_Work task_: Identify every line in the records below that contains the word "reasons", and copy each of those lines.

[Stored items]
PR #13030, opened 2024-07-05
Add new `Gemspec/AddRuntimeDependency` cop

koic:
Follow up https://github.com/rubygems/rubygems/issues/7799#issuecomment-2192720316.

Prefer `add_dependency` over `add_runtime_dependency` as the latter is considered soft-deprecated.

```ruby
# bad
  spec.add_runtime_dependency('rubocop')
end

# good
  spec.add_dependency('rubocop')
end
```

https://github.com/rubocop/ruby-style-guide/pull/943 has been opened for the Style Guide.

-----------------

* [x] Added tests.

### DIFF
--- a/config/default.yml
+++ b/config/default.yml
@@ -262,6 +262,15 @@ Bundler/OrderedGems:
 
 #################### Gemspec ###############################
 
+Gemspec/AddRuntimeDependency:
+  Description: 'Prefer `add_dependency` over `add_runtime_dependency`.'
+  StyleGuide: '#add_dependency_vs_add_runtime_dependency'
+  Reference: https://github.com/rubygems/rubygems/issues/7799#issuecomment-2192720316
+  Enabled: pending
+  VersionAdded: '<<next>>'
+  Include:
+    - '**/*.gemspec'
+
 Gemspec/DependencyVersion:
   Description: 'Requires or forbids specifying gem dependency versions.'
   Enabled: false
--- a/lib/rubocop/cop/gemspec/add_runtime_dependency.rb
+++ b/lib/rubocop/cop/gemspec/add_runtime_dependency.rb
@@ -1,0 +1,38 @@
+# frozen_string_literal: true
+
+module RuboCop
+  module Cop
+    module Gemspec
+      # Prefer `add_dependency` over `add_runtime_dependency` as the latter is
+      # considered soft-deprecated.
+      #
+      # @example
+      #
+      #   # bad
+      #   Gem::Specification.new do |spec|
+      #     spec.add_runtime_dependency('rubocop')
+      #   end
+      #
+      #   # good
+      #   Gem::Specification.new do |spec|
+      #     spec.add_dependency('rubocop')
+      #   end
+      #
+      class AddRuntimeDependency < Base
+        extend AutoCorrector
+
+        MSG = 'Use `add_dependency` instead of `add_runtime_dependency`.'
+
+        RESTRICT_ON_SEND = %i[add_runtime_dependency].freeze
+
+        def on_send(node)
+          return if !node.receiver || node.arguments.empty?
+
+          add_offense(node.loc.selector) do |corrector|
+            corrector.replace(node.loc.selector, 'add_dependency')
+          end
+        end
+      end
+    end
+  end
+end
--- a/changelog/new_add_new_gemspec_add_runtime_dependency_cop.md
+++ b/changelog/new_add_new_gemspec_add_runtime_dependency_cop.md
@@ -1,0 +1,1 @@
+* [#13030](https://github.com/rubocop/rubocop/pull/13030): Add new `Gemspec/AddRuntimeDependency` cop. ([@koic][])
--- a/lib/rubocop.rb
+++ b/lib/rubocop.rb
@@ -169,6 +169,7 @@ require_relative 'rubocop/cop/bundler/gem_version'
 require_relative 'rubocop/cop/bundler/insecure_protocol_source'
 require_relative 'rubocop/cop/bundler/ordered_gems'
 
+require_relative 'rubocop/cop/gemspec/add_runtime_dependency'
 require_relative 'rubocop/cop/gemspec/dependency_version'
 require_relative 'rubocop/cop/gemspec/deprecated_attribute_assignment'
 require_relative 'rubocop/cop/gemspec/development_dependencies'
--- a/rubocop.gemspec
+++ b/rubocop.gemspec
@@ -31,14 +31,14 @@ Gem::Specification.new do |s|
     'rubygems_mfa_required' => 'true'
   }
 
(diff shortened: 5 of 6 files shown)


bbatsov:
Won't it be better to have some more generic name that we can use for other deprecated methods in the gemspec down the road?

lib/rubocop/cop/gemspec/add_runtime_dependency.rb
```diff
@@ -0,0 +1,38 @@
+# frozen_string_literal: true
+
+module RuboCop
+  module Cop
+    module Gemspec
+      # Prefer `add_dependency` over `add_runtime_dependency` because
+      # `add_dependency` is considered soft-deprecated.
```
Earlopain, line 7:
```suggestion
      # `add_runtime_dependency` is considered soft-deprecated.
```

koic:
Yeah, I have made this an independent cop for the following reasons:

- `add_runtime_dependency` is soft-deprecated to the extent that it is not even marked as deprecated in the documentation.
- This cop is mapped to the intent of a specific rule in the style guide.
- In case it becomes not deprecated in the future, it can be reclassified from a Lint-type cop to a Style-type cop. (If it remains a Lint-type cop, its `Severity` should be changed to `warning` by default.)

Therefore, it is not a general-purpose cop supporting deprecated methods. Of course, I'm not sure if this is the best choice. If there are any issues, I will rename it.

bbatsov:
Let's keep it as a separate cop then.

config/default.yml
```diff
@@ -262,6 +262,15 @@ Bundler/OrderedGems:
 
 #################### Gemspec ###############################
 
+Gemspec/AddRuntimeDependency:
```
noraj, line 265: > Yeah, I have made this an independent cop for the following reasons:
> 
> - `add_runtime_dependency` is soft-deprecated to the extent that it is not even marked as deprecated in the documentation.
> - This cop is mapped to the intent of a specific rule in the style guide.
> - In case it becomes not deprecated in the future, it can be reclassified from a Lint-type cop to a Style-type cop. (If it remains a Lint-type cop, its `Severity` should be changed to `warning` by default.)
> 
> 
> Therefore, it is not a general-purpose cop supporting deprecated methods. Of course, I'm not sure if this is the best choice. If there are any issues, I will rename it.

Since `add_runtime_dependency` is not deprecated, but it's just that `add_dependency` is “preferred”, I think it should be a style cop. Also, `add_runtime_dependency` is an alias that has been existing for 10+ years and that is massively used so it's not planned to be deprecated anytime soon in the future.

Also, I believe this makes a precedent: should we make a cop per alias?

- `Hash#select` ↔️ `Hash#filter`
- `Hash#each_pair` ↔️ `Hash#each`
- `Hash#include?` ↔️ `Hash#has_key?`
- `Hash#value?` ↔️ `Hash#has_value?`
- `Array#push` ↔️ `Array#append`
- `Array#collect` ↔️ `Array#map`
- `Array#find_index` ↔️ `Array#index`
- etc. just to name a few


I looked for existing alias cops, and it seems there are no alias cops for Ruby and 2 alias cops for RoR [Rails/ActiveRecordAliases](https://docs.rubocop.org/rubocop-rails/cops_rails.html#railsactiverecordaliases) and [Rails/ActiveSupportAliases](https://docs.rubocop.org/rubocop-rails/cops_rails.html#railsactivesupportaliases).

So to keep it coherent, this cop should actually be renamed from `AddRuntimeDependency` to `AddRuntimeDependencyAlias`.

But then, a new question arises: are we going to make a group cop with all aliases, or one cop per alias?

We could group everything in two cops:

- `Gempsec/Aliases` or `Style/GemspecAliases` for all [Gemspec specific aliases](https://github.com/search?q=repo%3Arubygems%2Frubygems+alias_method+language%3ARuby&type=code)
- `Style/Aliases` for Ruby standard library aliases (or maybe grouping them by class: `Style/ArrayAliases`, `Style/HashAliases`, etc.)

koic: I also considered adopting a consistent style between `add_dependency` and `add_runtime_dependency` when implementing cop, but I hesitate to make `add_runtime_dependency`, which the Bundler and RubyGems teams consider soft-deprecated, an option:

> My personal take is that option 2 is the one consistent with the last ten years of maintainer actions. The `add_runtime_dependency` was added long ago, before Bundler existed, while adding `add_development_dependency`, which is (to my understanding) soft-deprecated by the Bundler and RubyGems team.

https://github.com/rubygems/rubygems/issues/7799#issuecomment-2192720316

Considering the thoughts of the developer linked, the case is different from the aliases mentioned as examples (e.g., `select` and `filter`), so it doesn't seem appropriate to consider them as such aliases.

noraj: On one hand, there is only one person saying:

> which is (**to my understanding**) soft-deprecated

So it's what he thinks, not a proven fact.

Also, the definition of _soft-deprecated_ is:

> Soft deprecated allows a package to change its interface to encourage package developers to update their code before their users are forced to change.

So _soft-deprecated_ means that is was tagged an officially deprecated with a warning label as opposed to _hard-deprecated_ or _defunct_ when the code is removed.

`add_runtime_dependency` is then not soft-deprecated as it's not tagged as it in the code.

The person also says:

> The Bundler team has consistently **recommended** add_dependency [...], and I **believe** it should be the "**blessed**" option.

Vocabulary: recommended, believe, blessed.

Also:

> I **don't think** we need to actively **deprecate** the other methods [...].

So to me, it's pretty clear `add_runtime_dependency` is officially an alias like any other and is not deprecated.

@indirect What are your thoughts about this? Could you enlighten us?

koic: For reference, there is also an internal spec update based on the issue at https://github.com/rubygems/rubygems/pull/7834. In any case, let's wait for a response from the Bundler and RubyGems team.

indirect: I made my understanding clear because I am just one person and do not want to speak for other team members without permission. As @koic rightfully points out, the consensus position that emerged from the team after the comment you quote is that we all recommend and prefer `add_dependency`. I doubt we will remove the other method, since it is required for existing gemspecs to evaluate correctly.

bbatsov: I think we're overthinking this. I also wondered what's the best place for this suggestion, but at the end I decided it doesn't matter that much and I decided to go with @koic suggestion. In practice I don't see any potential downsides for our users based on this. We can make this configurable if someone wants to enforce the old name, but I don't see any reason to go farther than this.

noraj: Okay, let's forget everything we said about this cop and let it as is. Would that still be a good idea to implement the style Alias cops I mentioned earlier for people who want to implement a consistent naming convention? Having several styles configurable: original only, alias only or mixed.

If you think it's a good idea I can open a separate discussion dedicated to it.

_Response_:
Yeah, I have made this an independent cop for the following reasons:
noraj, line 265: > Yeah, I have made this an independent cop for the following reasons:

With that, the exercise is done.